### Given information ###

PR #608, opened 2025-09-25
Da/payroll overview

dmortal:
Payroll paystub pdf
Cancel payroll

https://github.com/user-attachments/assets/3a8308cc-dc91-45c1-b9c8-367e0bb54900


package-lock.json
```diff
@@ -15818,15 +15887,15 @@
       }
     },
     "node_modules/react-aria-components": {
-      "version": "1.12.1",
-      "resolved": "https://registry.npmjs.org/react-aria-components/-/react-aria-components-1.12.1.tgz",
-      "integrity": "sha512-UTn2y2Pr1QuapXLRoGE/GWHrjcZZSuMf+zhbJjInOHgS+MC4hqXiINufvjQrdjQDzS1llc2aepP9op6+z6QSxA==",
+      "version": "1.12.2",
```
jeffredodd, line 15890: So I think this is why your build is breaking, I thought I put a pin in this, but I believe this verison is busted. I saw React-aria people in Adobe logging issues about tables not rendering. This is the root cause of your issue. https://github.com/Gusto/embedded-react-sdk/pull/556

###

Take from the entries every line that has the string "components".

     "node_modules/react-aria-components": {
-      "resolved": "https://registry.npmjs.org/react-aria-components/-/react-aria-components-1.12.1.tgz",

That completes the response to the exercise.